The last aspect of UPS operation we'll discuss is that of batteries. Each UPS technology affects the life of its batteries differently. One point should be obvious: The more a battery is used or the hotter it gets, the shorter its lifespan. See Figure 4.
In a fluctuating voltage scenario, a single-conversion (line interactive) UPS will switch to battery power often, sometimes for less than a second. Even such brief operations deplete the battery power and shorten their service life. More critically, depleted batteries have less energy available for the true power outages.
Online double-conversion UPS technology, when faced with a fluctuating voltage scenario, can supply the desired voltage without reverting to battery power. That means that the batteries stay fully charged and are ready for use during an emergency. Because the batteries stay charged, they provide full power during power outages. They also tend to last for the stated service life, driving down operating costs while still providing a stable voltage output.

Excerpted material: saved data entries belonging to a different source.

PR #12115, opened 2021-05-17
Keycard account recovery

bitgamma:
Allow the creation of recovery/backup Keycard from the login interface. It requires the mnemonic and either a new or frozen Keycard (or actually a Keycard in any state, since you can factory reset).

Screenshots for localization


src/status_im/keycard/recovery.cljs
```diff
@@ -197,12 +198,27 @@
                   (navigation/navigate-to-cofx (if platform/android?
                                                  :notifications-settings :welcome) nil))))))
 
+(fx/defn return-to-keycard-login
+  [{:keys [db] :as cofx}]
+  (fx/merge cofx
+            {:db (-> db
+                     (assoc-in [:keycard :pin :enter-step] :login)
```
cammellos: you can probably do as well:
```
(update-in [:keycard :pin] assoc :enter-step :login
                                                   :status nil
                                                   :login [])
```
Which is a bit neater

cammellos (approved):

Finally, and not to be understated, batteries are classified as hazardous waste. Federal law requires that all used lead-acid [Pb] batteries be managed as Universal Waste under the CFR, Title 40 - Protection of Environment, Part 273 - Standards for Universal Waste Management. For this reason alone, facilities with a large number of Pb valve regulated or wet cell/flooded batteries often hire approved firms to handle all battery installation/maintenance and replacement. The potential for spills, improper disposal and resulting liability are just too great. Anyone recall the days of PCB disposal?
Fortunately, today's UPS technology is mature, reliable and cost-effective. If your facility needs this type of short-term bridging backup, you have many options from which to choose.
Paul Heiligenberg is the national sales manager for Staco Energy Products.